> _PROBLEM STATEMENT_
Using the data beneath this instruction, retype only the lines from the one that contains "Ideally, kargo would" down to the one that contains "We know this", both included, exactly as they appear.

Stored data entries
Issue #5552, opened 2026-01-05
Better pull request URL for Azure DevOps


zeraye:
# Checklist

* [x] I've searched the issue queue to verify this is not a duplicate feature request.
* [x] I've pasted the output of `kargo version`, if applicable.
* [x] I've pasted logs, if applicable.

# Proposed Feature

After successful promotion step show more user friendly pull request URL for Azure DevOps. Currently pull request URL look like this (for legacy URL, for modern URL it will be analogous):
`https://<orgName>.visualstudio.com/<projectID>/_apis/git/repositories/<repositoryID>/pullRequests/<pullRequestID>`.

I want this URL to look like this:
`https://<orgName>.visualstudio.com/DefaultCollection/<orgName>/_git/<repoName>/pullrequest/<pullRequestID>`.

First link redirect user to some JSON, second one redirect user to Azure DevOps UI with pull request.

# Motivation

It's much better user experience to have one click option with redirect to Azure DevOps UI with pull request instead of raw JSON.

# Implementation

I can create PR if this feature will be accepted. Example implementation:

```diff
diff --git i/pkg/gitprovider/azure/azure.go w/pkg/gitprovider/azure/azure.go
index d5afaed3..5729f47f 100644
--- i/pkg/gitprovider/azure/azure.go
+++ w/pkg/gitprovider/azure/azure.go
@@ -292,9 +292,11 @@ func convertADOPullRequest(pr *adogit.GitPullRequest) (*gitprovider.PullRequest,
 		return nil, fmt.Errorf("no last merge source commit found for pull request %d", ptr.Deref(pr.PullRequestId, 0))
 	}
 	mergeCommit := ptr.Deref(pr.LastMergeCommit, adogit.GitCommitRef{})
+	prNumber := int64(ptr.Deref(pr.PullRequestId, 0))
+
 	return &gitprovider.PullRequest{
-		Number:         int64(ptr.Deref(pr.PullRequestId, 0)),
-		URL:            ptr.Deref(pr.Url, ""),
+		Number:         prNumber,
+		URL:            fmt.Sprintf("%s/pullrequest/%d", ptr.Deref(pr.Repository.WebUrl, ""), prNumber),
 		Open:           ptr.Deref(pr.Status, "notSet") == "active",
 		Merged:         ptr.Deref(pr.Status, "notSet") == "completed",
 		MergeCommitSHA: ptr.Deref(mergeCommit.CommitId, ""),
```

singhvibhanshu:
[...]

Issue #5450, opened 2025-12-05
Configurable wait time in git-wait-for-pr


AmyJoT:
__Note:__ If you're requesting a Helm chart option that may be very niche and not useful to the community at large, please consider using Kustomize to apply "last mile" tweaks to the output of `helm template` to suit your needs instead.

# Checklist

* [x] I've searched the issue queue to verify this is not a duplicate feature request.
* [ ] I've pasted the output of `kargo version`, if applicable.
* [ ] I've pasted logs, if applicable.

# Proposed Feature

Configurable wait time for `git-wait-for-pr`

# Motivation

The 5 minute delay is slow for us, in our intended implementation.  We would like to be able to configure this for more flexibility.

This was mentioned here, and is something we would benefit from

https://github.com/akuity/kargo/issues/3303

aslafy-z:
We’re also running into this. The current reconcile duration feels quite long on our side as well, and it becomes noticeable in environments with multiple stages and frequent promotions.

AmyJoT:
Any thoughts on this? It would be a really impactful feature for us

morremeyer:
You can technically configure the wait time by setting the timeout, since there is logic that catches this case in https://github.com/akuity/kargo/blob/dd4c1b91c2008e37f516c0cc90b819f988f11cbe/pkg%2Fcontroller%2Fpromotions%2Fpromotions.go#L719

To do so, configure the step as follows:

```
retry:
  timeout: 3m
```

However, what I **think** is needed here is not a configurable timeout, but a configurable polling interval, so that kargo checks the PR every e.g. 1 minute until the (configured) timeout is reached.

There should be a workaround as documented in https://docs.kargo.io/user-guide/reference-docs/promotion-templates#step-retries, however this is not working right now due to https://github.com/akuity/kargo/issues/5784.

krancour:
@morremeyer, I'm afraid that guidance is incorrect, per my comment on that thread: https://github.com/akuity/kargo/issues/5784#issuecomment-3952948061

> However, what I think is needed here is not a configurable timeout

That is already what @AmyJoT was asking for.

Responding to the proposal, however, there are dozens of issues, either open or closed, about adjusting polling/retry/reconciliation intervals. In almost all cases, our preference is to pursue other optimizations _first_.

[...]

Issue #4969, opened 2025-08-31
Make Stage controller requeue delay configurable


omerzifman:
# Checklist

* [x] I've searched the issue queue to verify this is not a duplicate feature request.
* [x] I've pasted the output of `kargo version`, if applicable.
* [x] I've pasted logs, if applicable.

# Proposed Feature

Make the reconcile requeue delay configurable for these controllers:

* `cluster_config`
* `stage`
* `projects`
* `project_config`

Currently the controllers uses a hard-coded five-minute delay. for example in `internal/controller/stages/regular_stages.go` at lines 383–385:

```go
// Otherwise, requeue after a delay.
// TODO: Make the requeue delay configurable.
return ctrl.Result{RequeueAfter: 5 * time.Minute}, nil
```

Expose a single config knob per controller (env var and Helm value) with a default of 5m.

# Motivation

Operators cannot tune reconciliation frequency without rebuilding or patching.
Configurable intervals allow faster feedback for time-sensitive workloads and lower resource usage for quiet ones, without using custom patched versions.

mrfelton:
This - which seems to have some crossover with https://github.com/akuity/kargo/issues/5162 - would help to make Kargo promotions more responsive. An issue that we have curerntly is that any steps that do effective polling (e.g. wait on PR merge, or http steps that use polling) take too long to detect changes in the remote systems that they are awaiting on.

Ideally, promotion flows should be responsive, with near realtime detection to changes in these types of polling tasks.

As a basic workaround, one can hit the refresh button on a promotion which seems to force an immediate re-request. But that's not a workable solution in the wild.

As a better workaround, we're considering implementing a cron job that runs every few seconds that basically just calls `kargo refresh stage` on the stages that we need to be more responsive. Though I'm not sure what the side effects of that might be.

Ideally, kargo would make this configurable either per stage, per promotion, or per step so that we can tailor things a little more to our needs.

krancour:
We know this is something that people want -- so much so that I'm pinning it for visibility and a lesser chance of more duplicate issues being opened. This is probably going to happen eventually. To be transparent about why we're not prioritizing this more highly, we anticipate significant performance impacts when everyone inevitably goes and cranks the interval way down.

There are many other issues open having to do with performance improvements and, in general, our goal is improving on individual factors that are making people _want_ to crank the interval way down so that when this feature is eventually added, not everyone will feel compelled to immediately start re-reconciling Promotions every 10s (for instance) and bring their cluster to its knees.

[...]

Issue #3303, opened 2025-01-17
Delay in git-wait-for-pr Step Execution


evantissot:
# Checklist

* [X] I've searched the issue queue to verify this is not a duplicate feature request.
* [X] I've pasted the output of `kargo version`, if applicable.
* [X] I've pasted logs, if applicable.

# Motivation

I am experiencing an issue with the `git-wait-for-pr` step in my workflow, which is causing a delay of 5 minutes before it successfully completes. Here is a brief overview of my stage:
- I have a `git-open-pr` step. This PR is automerge with a GitHub automation in place.
- I have a `git-wait-for-pr` step

Problem:
The `git-wait-for-pr` step seems to take 5 minutes to succeed. Based on my debugging, I suspect that the issue arises because when the `git-wait-for-pr` step is first executed, the PR has not yet been merged. As a result, the step is requeued and executed again 5 minutes later, at which point it successfully completes.

# Proposed Feature
- Introduce a dedicated step to sleep or wait before executing the git-wait-for-pr step. This would ensure that the step succeeds on its first run by allowing enough time for the PR to be merged.
- Allow users to configure the 5-minute requeue interval that is currently [hard-coded](https://github.com/akuity/kargo/blob/03632de63754c16552f18038a729f831d4b39f15/internal/controller/promotions/promotions.go#L414-L421). This would enable more flexibility in adjusting the wait time according to specific workflow needs.

# Suggested Implementation

krancour:
I'm not opposed to making the retry interval configurable, but it would provide no guarantee of the step actually being retried at the specified interval. I think the consequences of configuring this poorly (increased back-pressure on the queue with "busy work," for instance) may make it better suited for adjustment at the system-level by an operator than at the Promotion or step level by a user.

i.e. I don't know how _well_ it solves your particular problem.

> Introduce a dedicated step to sleep or wait...

Controllers support a finite number of concurrent reconciliations, so a step of this nature can become a major bottleneck. This is the same reason that the git-wait-for-pr step (and the http step, too) doesn't use its own, internal retry loop. Imagine a whole slew of pending Promotions being fully blocked because a small handful of Promotions are just _waiting_ for a PR to be merged.

A more reliable solution would be something like #647 so that a Promotion can be "jostled" after a PR it's waiting on has been merged.

Short term workaround, in case it helps even a little:

Reconciling the Stage (by refreshing) will put its active Promotion back on the queue immediately.

hiddeco:
[...]

PR #5852, opened 2026-03-04
feat: wake up Promotions waiting on PRs via pull_request webhooks

### LINKED ISSUE #5834: wake up Promotions waiting on git-wait-for-pr via pull_request webhooks

# Checklist

# Proposed Feature

**Related:** #5450, #3303, #647, #4969

## Problem

When a Promotion is paused on a `git-wait-for-pr` step, it polls the GitHub
API on the default 5-minute requeue interval. For users with auto-merge or
fast review cycles, this delay dominates the promotion pipeline. As noted in
#5450, webhooks are the preferred path to reducing this latency.

## Proposal

Extend the existing GitHub webhook receiver to handle `pull_request` events
and immediately refresh matching Promotions, following the same patterns
already established in the codebase:

1. **New field indexer** (`RunningPromotionsByPullRequestField`) — indexes
   running Promotions by `{normalizedRepoURL}:{prNumber}`, following the
   `RunningPromotionsByArgoCDApplicationsField` pattern. Evaluates template
   expressions in step config using the Promotion's shared state, same as the
   ArgoCD indexer does for app names.

2. **`pull_request` event handling in `githubWebhookReceiver`** — on `closed`
   action (covers both merged and closed-without-merge), extract repo URL and
   PR number from the event payload, query the index, and call
   `api.RefreshObject()` on each matching Promotion. This is the same
   mechanism the receiver already uses for Warehouse refresh on `push` events.

3. **No changes to the Promotion controller or `git-wait-for-pr` step** — the
   existing `RefreshRequested` predicate triggers immediate reconciliation,
   and the step runner re-checks PR status as it already does today.

Polling remains unchanged as a reliability fallback. Users who don't add
`pull_request` to their GitHub webhook event types see no behavior change.

## Scope

- **GitHub only** for the initial contribution. The architecture (index +
  refresh) extends naturally to GitLab, Bitbucket, Azure DevOps, and Gitea
  in follow-up work.
- **`git-wait-for-pr` only.** `git-merge-pr` with `wait=true` has the same
  polling delay and could be added to the index in a follow-up.
- **No CRD changes.** The index is built from existing Promotion spec/status
  fields.

## User-facing change

Users add `pull_request` to the event types on their existing GitHub webhook
configuration (a one-time change in GitHub's UI). No changes to Kargo CRDs,
ProjectConfig, or ClusterConfig are needed.

## Offer to contribute

I have time this week and would be happy to implement this. I have a detailed
design based on the investigation of the indexer and webhook subsystems and
can have a PR up quickly once the approach is agreed on.

Before writing code, I wanted to confirm:
1. Does this approach align with what you had in mind for #5450?
2. Any preferences on where the Promotion refresh helper lives — alongside
   `refreshWarehouses` in `refresh.go`, or in a separate file?
3. Should the index registration go in both the webhook server
   (`cmd/controlplane/external_webhooks.go`) and the promotion controller
   (`pkg/controller/promotions/promotions.go`), or webhook server only?

# Motivation

This is a major bottleneck in my team's promotion pipeline.

DavidS-ovm:
## Summary

When a GitHub `pull_request` event with a `closed` action arrives, Kargo can now
immediately re-reconcile any running Promotion whose current `git-wait-for-pr`
step is waiting on that PR — reducing detection latency from ~5 minutes (polling)
to near-instant. Polling remains as a reliability fallback.

Closes #5834 and https://github.com/akuity/kargo/issues/5552. Related: #3303, #647, #4969, #5450

## Design

This follows the approach discussed in
https://github.com/akuity/kargo/issues/5450#issuecomment-3953002302 —
extending the existing webhook infrastructure rather than introducing a new
mechanism.

**Indexer** — A new `RunningPromotionsByPullRequestField` indexer maps
`{normalizedRepoURL}:{prNumber}` to running Promotions. It follows the
`RunningPromotionsByArgoCDApplications` pattern: filtering to running
Promotions, iterating steps up to `CurrentStep`, evaluating template
expressions for `repoURL` and `prNumber`, and normalizing Git URLs. Registered
in the external webhook server.

**Webhook handler** — The GitHub receiver now accepts `pull_request` events.
On `closed` action (merged or not), it queries the index with both the clone
URL and SSH URL from the event payload, de-dupes matching Promotions by
`ObjectKey`, and calls `api.RefreshObject` on each. Non-closed actions return
200 OK with no side effects. The new `refreshPromotions` helper in `refresh.go`
mirrors `refreshWarehouses` and is provider-agnostic so future GitLab/Bitbucket
handlers can reuse it.

**Why only `closed`?** A merged PR fires `closed` with `merged: true`; the
`git-wait-for-pr` step detects the merge on next reconcile and succeeds. A PR
closed without merge fires `closed` with `merged: false`; the step detects
closure and fails with a terminal error. All other actions (`opened`,
`synchronize`, etc.) are irrelevant to the step's outcome.

## User-facing changes

- Users must add `pull_request` to the event types on their GitHub webhook
  configuration (one-time change). Users who do not make this change experience
  no behavior change.
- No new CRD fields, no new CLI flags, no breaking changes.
PR #5854, opened 2026-03-04
chore(ui): pin all npm dependency versions

rpelczar:
This change removes the ^ and ~ prefixes from dependencies in ui/package.json, locking each one to the exact version that’s currently installed.

Because Dependabot in the ui/ directory uses the versioning-strategy: increase setting, any future updates will still come through as dedicated pull requests with explicit version bumps. That makes flexible ranges unnecessary. By pinning versions, package.json now reflects the precise dependency set in use, so any change is deliberate and clearly visible in version control.

After making the updates, a clean pnpm install was run to confirm everything aligns with the lockfile. During that process, a few transitive dependencies were updated at the patch level as part of normal re-resolution (including esbuild, es-abstract, array-includes, jsonfile, and some @babel packages).


Marvin9 (approved):
Just confirming. There are some minor and patch version updates, I guess they were already in place but if not did you verify UI? Doesn't matter that much but just skimming through changelog and UI

rpelczar:
@Marvin9  I haven't bumped any of the packages. I just matched it to pnpm-lock file

PR #5856, opened 2026-03-04
feat(ui): git commit deep links for self-hosted providers

### LINKED ISSUE #5480: Deep links to self-hosted github/gitlab should work automatically through inference

rpelczar:
Replace manual regex-based URL normalization in `getGitCommitURL` with `git-url-parse` (already a project dependency, previously unused).

The old implementation used exact domain matching (`url.includes('github.com')`), which broke deep links for self-hosted instances. The new implementation uses the `resource` field from `git-url-parse`, which contains the full hostname (`gitlab.internal.net`, `github.internal.net`, etc.), so provider detection works regardless of the domain.

SSH URLs (`git@...`) are handled automatically by the library — no more manual regex substitutions.

Added unit tests covering:
- GitHub / GitLab / Bitbucket hosted (HTTPS + SSH)
- GitHub Enterprise and GitLab Self-Managed custom domains (HTTPS + SSH)
- Unknown provider fallback

Fixes #5480

Related to https://github.com/akuity/kargo/pull/5726

### DIFF
--- a/ui/src/features/freight-timeline/open-container-initiative-utils.test.ts
+++ b/ui/src/features/freight-timeline/open-container-initiative-utils.test.ts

> _OUTPUT FOR THIS EXERCISE_
Ideally, kargo would make this configurable either per stage, per promotion, or per step so that we can tailor things a little more to our needs.

krancour:
We know this is something that people want -- so much so that I'm pinning it for visibility and a lesser chance of more duplicate issues being opened. This is probably going to happen eventually. To be transparent about why we're not prioritizing this more highly, we anticipate significant performance impacts when everyone inevitably goes and cranks the interval way down.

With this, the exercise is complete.